Personal painting
36×21 inches
Oil on Masonite
October 2015
Purchase prints
The idea for this painting occurred to me after having served in the Washington, D.C LDS temple. On Wednesday, July 2, 2014, I was passing an office inside the temple when a painting jumped into my mind fully formed. Having experienced this sensation before, I searched for something on which to jot down the image before it went away. That’s another good principle—when given impressions, note them in a way that you can find them, then return to them and act.
A young lady at the desk gave me piece of paper. I quickly sketched the idea and took it home. I didn’t realize until later that the paper I thought was a sticky note was a temple ordinance form, unused.
Here it is. This is a scene of a woman trying to touch Christ’s robe, often called “the woman with the issue of blood”. The story centers on a woman who impoverishes herself over 12 years with doctors who fail to cure her blood loss. Her outreach to the Savior for healing was one of hope, faith, and last-chance desperation.
So bang – there it was, all ready to paint, right?
Well, not quite. At home I made several more sketches, refining the ideas, experimenting with placement, lighting, logic, scenery, cropping, costuming, method, models, size, media, and all the other factors that relate to painting. I had seen the final painting in my head; now I had to make it real.
I did some research. In the New Testament, Matthew describes this woman as trying to touch Christ’s garment, even just his hem; Mark says she touched his “garment” or “clothes”; and Luke says she touched the border of his garment (Matt 9:20-22, Mark 5:25-34, Luke 8:43-48). Most artists seem to interpret the word “hem” as those garment edges nearest the ground. This meant the woman had to be lying on the ground or bending very low to reach it.
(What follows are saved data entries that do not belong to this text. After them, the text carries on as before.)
PR #763, opened 2020-06-10
Dependency/TypeScript Types Updates

kennethtran93:
- @types/jest from 25.2.3 to 26.0.0.
- @types/react from 16.9.35 to 16.9.36.

### DIFF
--- a/package-lock.json
+++ b/package-lock.json
@@ -2193,9 +2193,9 @@
       }
     },
     "@types/jest": {
-      "version": "25.2.3",
-      "resolved": "https://registry.npmjs.org/@types/jest/-/jest-25.2.3.tgz",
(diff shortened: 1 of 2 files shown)


kennethtran93:
@ke-d Normally I'd just directly push it through the branch but since you're back I may as well do it properly.

ke-d (approved):
Hmm maybe we should set up a periodic (monthly?) PR where we update dependencies and do some manual testing instead of doing minor updates whenever there's a new update, since you never know what could break.

Of course this policy would be overridden by security patches and such.

kennethtran93:
Sure.

In this case, it is just typescript items, and all tests appear to be fine.  I've attempted to look over the commits made to @types/jest and appears to have just add in an overloaded function that jest added in 26.

PR #765, opened 2020-06-12
Unit Tests for TabEvents.

kennethtran93:
- Enhancements to TabEvents to make it slightly easier for coverage.
- Minor enhancement to AlarmEvents so that we can use jest.spyOn.
- Minor enhancement to BrowserActionService to include a check and to use proper camelCase in a function.
- Removed a semi-colon in an interface in Cleanup.d.ts.
- Removed unnecessary continue from CleanupService.spec.ts
- Fix typo in setup.js and simplified functions.

### DIFF
--- a/__tests__/services/TabEvents.spec.ts
+++ b/__tests__/services/TabEvents.spec.ts
@@ -20,6 +20,7 @@ import { initialState } from '../../src/redux/State';
 import createStore from '../../src/redux/Store';
 import { ReduxAction, ReduxConstants } from '../../src/typings/ReduxConstants';
 import AlarmEvents from '../../src/services/AlarmEvents';
+import * as BrowserActionService from '../../src/services/BrowserActionService';
 import * as Lib from '../../src/services/Libs';
 import TabEvents from '../../src/services/TabEvents';
 import StoreUser from '../../src/services/StoreUser';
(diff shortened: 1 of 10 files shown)


__tests__/services/TabEvents.spec.ts
```diff
@@ -0,0 +1,394 @@
...
+    // Do not change any of the test order as each test relies on the previous actions.
+
+    it('should do nothing if tab.status is not complete', () => {
+      TabEvents.onDomainChange(0, sampleChangeInfo, {...sampleTab, status: 'loading'});
+      expect(spyTabEvents.cleanFromTabEvents).not.toHaveBeenCalled();
+    });
+
+    it('should set mainDomain on first encounter', () => {
+      TabEvents.onDomainChange(0, sampleChangeInfo, {...sampleTab, status: 'complete'});
+      expect(spyLib.cadLog.mock.calls[0][0].msg.indexOf('First')).not.toBe(-1);
```
ke-d: Like before, I'm not sure if we need spy libs for cadLogs and test for whether or not it was called, since it would mean the TabEvents class would depend on on cadLog.

Wouldn't it be the same coverage since cadLog would be unit tested independently?

Same comments whenever spylib for cadLog gets called.

kennethtran93: For onDomainChange at least should be needed as there is no other way of expecting something as the tabToDomain variable is set to private and jest can't check private variables unless I were to make another temporary class that extends TabEvents just to check/expose that private variable...

While I can just call the functions for coverage, there's not really a point unless something is expected from it.

kennethtran93: Also I'm not just checking if cadLog was called but the parameters passed into it.

kennethtran93: I'll try the temporary class method just like what I did for `StoreUser` in the morning.

kennethtran93: Mostly resolved through 6f01422.  

There are still (3) calls to spyLib.cadLog due to the fact that I'm sanitizing a variable that is useless in debug output.

ke-d (approved):

kennethtran93:
Thanks!

PR #769, opened 2020-06-14
Migrate ts-lint to es-lint due to deprecation

ke-d:
Looks like the test finally pass after messing around with the config files. 🤷 

Anyway [TSLint](https://palantir.github.io/tslint/) is deprecated as of 2019, this PR migrates over to eslint.

Most of the file changes were prettier file formats and fixes for the new *simplified* .eslintrc.json.

I fixed all of the errors but left the warnings in the default config for now since we can fix them at anytime.

Most of these changes should be Typescript related so there shouldn't be any user facing changes or bugs. Still good to check manually in beta phase for a couple of days as a sanity check. 😄


ke-d:
Looks like coverage is failing but not too concerned about that right now, since the tests still pass.

__tests__/services/CleanupService.spec.ts
```diff
@@ -68,10 +68,10 @@ const wildCardGreyGit: Expression = {
   id: '4',
   listType: ListType.GREY,
   storeId: 'default',
-}
+};
 
 const whiteListAllExceptTwitter: Expression = {
-  expression: '/^((?!twitter\.com).)+$/',
+  expression: '/^((?!twitter.com).)+$/',
```
kennethtran93: This is a regex expression - the backslash needs to stay.

__tests__/services/CleanupService.spec.ts
```diff
@@ -304,39 +310,61 @@ describe('CleanupService', () => {
...
+        );
+        expect(
+          global.browser.contextualIdentities.query,
+        ).not.toHaveBeenCalled();
+        expect(
+          global.browser.extension.isAllowedIncognitoAccess,
+        ).toHaveBeenCalledTimes(1);
+        expect(global.browser.cookies.getAllCookieStores).toHaveBeenCalledTimes(
+          1,
+        );
```
kennethtran93, line 348: Interesting how eslint/prettier made this into separate line(s).

__tests__/services/TabEvents.spec.ts
```diff
@@ -28,19 +28,21 @@ import StoreUser from '../../src/services/StoreUser';
 jest.requireActual('../../src/services/AlarmEvents');
 
 // This dynamically generates the spies for all functions in AlarmEvents
-const spyAlarmEvents: {[s: string]: jest.SpyInstance} = {};
+const spyAlarmEvents: { [s: string]: jest.SpyInstance } = {};
 for (const k of Object.keys(AlarmEvents)) {
```
kennethtran93: As said previously, last PR moved the spy generator into setup.js.  With the formatting difference, you'll need to adjust it yourself.

src/background.ts
```diff
@@ -167,34 +178,43 @@ const onStartUp = async () => {
...
-    if (!browser.contextMenus.onClicked.hasListener(ContextMenuEvents.onContextMenuClicked)) {
-      browser.contextMenus.onClicked.addListener(ContextMenuEvents.onContextMenuClicked);
+    if (
+      !browser.contextMenus.onClicked.hasListener(
+        ContextMenuEvents.onContextMenuClicked,
+      )
+    ) {
+      browser.contextMenus.onClicked.addListener(
+        ContextMenuEvents.onContextMenuClicked,
+      );
```
kennethtran93: Not sure if we can have prettier config change so it doesn't quite look like this?  That or I just need to try and get used to it somehow.

tsconfig.json
```diff
@@ -1,40 +1,62 @@
 {
   "compilerOptions": {
     /* Basic Options */
-    "target": "es6",
-    "module": "commonjs",
+    "target": "es6" /* Specify ECMAScript target version: 'ES3' (default), 'ES5', 'ES2015', 'ES2016', 'ES2017','ES2018' or 'ESNEXT'. */,
+    "module": "commonjs" /* Specify module code generation: 'none', 'commonjs', 'amd', 'system', 'umd', 'es2015', or 'ESNext'. */,
     "lib": [
       "es2017",
```
kennethtran93, line 7: Your es file is using es2020, can anything be adjusted here?

src/ui/settings/components/SettingsTooltip.tsx
```diff
@@ -19,9 +19,11 @@ interface OwnProps {
 }
 
 const SettingsTooltip: React.FunctionComponent<OwnProps> = ({ hrefURL }) => {
-  const link = (hrefURL.startsWith('http') ? hrefURL : `https://github.com/Cookie-AutoDelete/Cookie-AutoDelete/wiki/Documentation${hrefURL}`);
+  const link = hrefURL.startsWith('http')
+    ? hrefURL
+    : `https://github.com/Cookie-AutoDelete/Cookie-AutoDelete/wiki/Documentation${hrefURL}`;
   return (
-    <a href={link} target={'_blank'} className="tooltipCustom">
+    <a href={link} target="_blank'" rel="noreferrer" className="tooltipCustom">
```
kennethtran93:
```suggestion
    <a href={link} target="_blank" rel="noreferrer" className="tooltipCustom">
```
Removing the lone single quote.  should be `_blank` for target I believe

src/ui/common_components/IconButton.tsx
```diff
@@ -34,11 +34,19 @@ interface IconButtonProps {
...
+      tag,
+      text,
+      ...nativeProps
+    } = this.props;
 
     // Has to be PascalCase, else JSX will think it's a tag named 'tagName'.
     const TagName = tag === 'input' ? 'label' : tag || 'button';
     return (
+      // eslint-disable-next-line @typescript-eslint/ban-ts-comment
       // @ts-ignore
```
kennethtran93, line 50: What's happening with these ignore lines?  Can we just have the eslint line itself or do we really need ts-ignore?

src/ui/common_components/ExpressionOptions.tsx
```diff
@@ -40,7 +43,7 @@ const styles = {
 };
 
 const trimDotAndStar = (str: string) => {
-  const trimmed = str.replace(/^[\.\*]+|[\.\*]+$/g, '');
+  const trimmed = str.replace(/^[.*]+|[.*]+$/g, '');
```
kennethtran93, line 46: Regular Expression.  Please keep the backslash escapes.

src/services/Libs.ts
```diff
@@ -403,8 +428,7 @@ export const throwErrorNotification = (e: Error) => {
 /**
  * Trim leading and ending dot of a string
  */
-export const trimDot = (str: string) => str.replace(/^[\.]+|[\.]+$/g, '');
-
+export const trimDot = (str: string) => str.replace(/^[.]+|[.]+$/g, '');
```
kennethtran93, line 431: Regular Expression.  Keep Backslashes for escapes.  Otherwise `.` means any one character.

src/services/Libs.ts
```diff
@@ -77,15 +78,15 @@ export const createPartialTabInfo = (
...
+  };
+};
 
 /**
  * Converts a version string to a number
  */
 export const convertVersionToNumber = (version?: string) => {
   if (!version) return -1;
-  return parseInt(version.replace(/[\.]/g, ''), 10);
+  return parseInt(version.replace(/[.]/g, ''), 10);
```
kennethtran93, line 89: Regular Expression.

src/redux/Reducers.ts
```diff
@@ -16,16 +16,15 @@ import shortid from 'shortid';
...
 const hasExpression = (
   list: ReadonlyArray<Expression>,
   action: { payload: Expression },
-) => list.some(expObj => expObj.expression === action.payload.expression);
+) => list.some((expObj) => expObj.expression === action.payload.expression);
 
 // Creates a new Expression object to be stored in the list
 const newExpressionObject = (
-  state: Expression | {},
+  state: Expression | Record<string, unknown>,
```
kennethtran93, line 27: Record is something new to me...I guess any object is technically a Record...as long as we know the type?

.eslintrc.json
```diff
@@ -0,0 +1,37 @@
...
+      // default to "createReactClass"
+      "pragma": "React", // Pragma to use, default to "React"
+      "version": "detect" // React version. "detect" automatically picks the version you have installed.
+    }
+  },
+  "plugins": ["react", "@typescript-eslint"],
+  "rules": {
+    "@typescript-eslint/no-explicit-any": "off",
+    "react/prop-types": ["off"],
+    "no-console": "warn"
```
kennethtran93, line 35: I'll trust you on these rules as long as most of them were ported over from tslint.

kennethtran93 (commented):
Some are comments, others are questions or requesting changes, notably the missing backslash for escaping characters in Regular Expressions.

__tests__/services/CleanupService.spec.ts
ke-d: https://eslint.org/docs/rules/no-useless-escape

> Escaping non-special characters in strings, template literals, and regular expressions doesn't have any effect

The tests seem to pass just fine, so I think we're ok here

tsconfig.json
ke-d: So all I did for this file was just reverted to the tsconfig I had long ago and that worked lol.

I don't plan on making any future tweaks to this file in this PR as least.

__tests__/services/CleanupService.spec.ts
kennethtran93: I think the check may be treating the expression as a string instead of its intended regex...
I suppose.
Isn't a dot a special character?  It stands for any one character.
  It may just look weird because if we're manually reading this the regex would mean that 'twitterxcom' would match...

__tests__/services/CleanupService.spec.ts
ke-d: Ack.

src/background.ts
ke-d: Eh I trust its defaults.

src/services/Libs.ts
ke-d: See Above.

src/services/Libs.ts
ke-d: See above.

src/redux/Reducers.ts
ke-d: Eslint recommended this change.

.eslintrc.json
ke-d: Well I didn't want to mess around too much with the new defaults. So the first two,

```
"@typescript-eslint/no-explicit-any": "off",
"react/prop-types": ["off"],
```
will eventually be remove once we refactor some more, but this is a good start for now.

src/ui/common_components/IconButton.tsx
ke-d: ts-ignore is for the TS compiler, while the eslint is for ignoring the ts-ignore for eslint to function.

src/ui/common_components/ExpressionOptions.tsx
kennethtran93: resolved as eslint fix good.

__tests__/services/CleanupService.spec.ts
ke-d: https://stackoverflow.com/questions/47277133/disable-unnecessary-escape-character-no-useless-escape

For the most part it seems safe to remove the `\`, but if we need to, we can use `[.]` instead.

kennethtran93: Because we accept regex and string in the expression, eslint doesn't know that.  I think this line should be the exception to the no-useless-escape eslint.

kennethtran93: > https://stackoverflow.com/questions/47277133/disable-unnecessary-escape-character-no-useless-escape
> 
> For the most part it seems safe to remove the `\`, but if we need to, we can use `[.]` instead.

I would agree with this had the \ be within the `[]`, but there wasn't any.

kennethtran93: I guess for testing purposes and visual look the [.] should be done then.  Seems a bit excessive for an extra character compared to `\.` but if that will make eslint not warn, then sure.

kennethtran93 (approved):
Let's do it.  I'll get another alpha/beta pre-release build out once this and my other PRs are merged.

Go ahead and override the failing coverage this time.

...or should I do that..?

PR #774, opened 2020-06-15
Hopefully fixes Icon not staying blue if no cookies are found.

kennethtran93:
...If you're wondering, both `cookieLength = undefined` and `cookieLength = 0` both return `false` in conditionals.


kennethtran93:
[Cookie-AutoDelete_Dev_20200615_221457_Chrome.zip](https://github.com/Cookie-AutoDelete/Cookie-AutoDelete/files/4783259/Cookie-AutoDelete_Dev_20200615_221457_Chrome.zip)
[Cookie-AutoDelete_Dev_20200615_221457_Firefox.zip](https://github.com/Cookie-AutoDelete/Cookie-AutoDelete/files/4783260/Cookie-AutoDelete_Dev_20200615_221457_Firefox.zip)

kennethtran93:
LOL the coverage increased because I fixed a bug...

src/services/BrowserActionService.ts
```diff
@@ -175,7 +175,7 @@ export const checkIfProtected = async (
           break;
       }
     } else {
-      if (cookieLength && cookieLength === 0) {
+      if (cookieLength !== undefined && cookieLength === 0) {
```
ke-d, line 178: I don't understand. Isn't doing a truthy check or cookieLength good enough? As it is checking for both undefined and null?

kennethtran93: I had left a note in the PR comment but I'll re-iterate here:

when cookieLength is undefined OR defined as number 0, both return false in conditionals.

ke-d (approved):

src/services/BrowserActionService.ts
kennethtran93: oh wait...did I just correct myself there...

PR #203, opened 2022-08-14
Mnist CNN Makefile

shubham1206agra:
Updating version of c++ to c++14

PR #204, opened 2022-08-16
Update all Makefiles to use C++14.

rcurtin:
This is a simple follow-up to #203 that just applies the same changes to the rest of the Makefiles.


kartikdutt18 (approved):

zoq (approved):
I can fix the build, unless you already started working on it.

rcurtin:
> I can fix the build, unless you already started working on it.

Sure, feel free---i haven't started looking into it, but I think it should be pretty straightforward to fix.

PR #207, opened 2022-10-12
Force version of libstdc++ to 9.3.0 to fix cling kernel

rcurtin:
It seems like somehow libstdc++ got upgraded to 9.5.0 in the conda environment, but this is incompatible with the version of cling that gets installed.

This fix just forces the version to be 9.3.0, so it works again.

I also removed `ijavascript` because keeping it in there caused some build issue that I did not take the time to debug.

Also, I found that the system uses Python 3.7, not 3.9, so I updated the path in xeus-cling.hpp.

I tested this on mybinder.org and ran through the Avocado price prediction notebook successfully.

### DIFF
--- a/binder/environment.yml
+++ b/binder/environment.yml
@@ -51,7 +51,7 @@ dependencies:
 - cython
 - numpy
 - pandas
-- gxx_linux-64
+- gxx_linux-64=9.3.0
 - mlpack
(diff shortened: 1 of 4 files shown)


zoq (approved):
Nice.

This seemed awkward. The major facts we have are that a woman approached Christ from behind in a dense crowd, touched his clothing and then fell to his feet as he recognized her.
So I explored the physics. Walking my models through the scene and experimenting with close-ups and full-body poses, the on-the-ground-the-whole-time approach didn’t work for me. It made more sense to define “hem” as any garment edge or, more realistically, anything this woman could get her hands on.
And that’s the point to the story, isn’t it, at least one of them? Aren’t we all reaching for some way to touch the Savior? To reach Him, define Him, see Him, touch Him in whatever way we can? Even those of us who don’t believe in him, we are all in that same crowded alley.
One choice aspect of this story is that this is powerfully and intimately a woman’s story. Even without going into the specific physiological concerns that may have caused this woman’s stress, this story is intended to increase faith in women, to provide comfort and hope, and to focus on the Savior’s inclusion of them in His love. He stopped everything he was doing, even his entire entourage who were journeying to save a girl on the point of death, to help this woman. He must have cared for her a great deal. That care is undimmed and universal today.
And so I felt it important to make this image universal, a story any woman could step into. So I cropped away the faces and backgrounds and and other distractions, focusing only on the essential elements, broadening the likelihood that viewers would make the lessons real and personal, which was the Savior’s hope.
Okay, I had the ideas down. So I cropped, transferred, and painted the image.
Here’s a painting of Christ healing that dying girl, by the way. I call it “Christ Healing the Daughter of Jairus”. I tell you—immersing yourself in the spirit, stories, culture, interpretation, history, and background of the scriptures and then encapsulating the result into a single, iconic image is a marvelous way to study the gospel. I was there in the crowd, time and again, trying to touch God. My hope is that you will go there, too.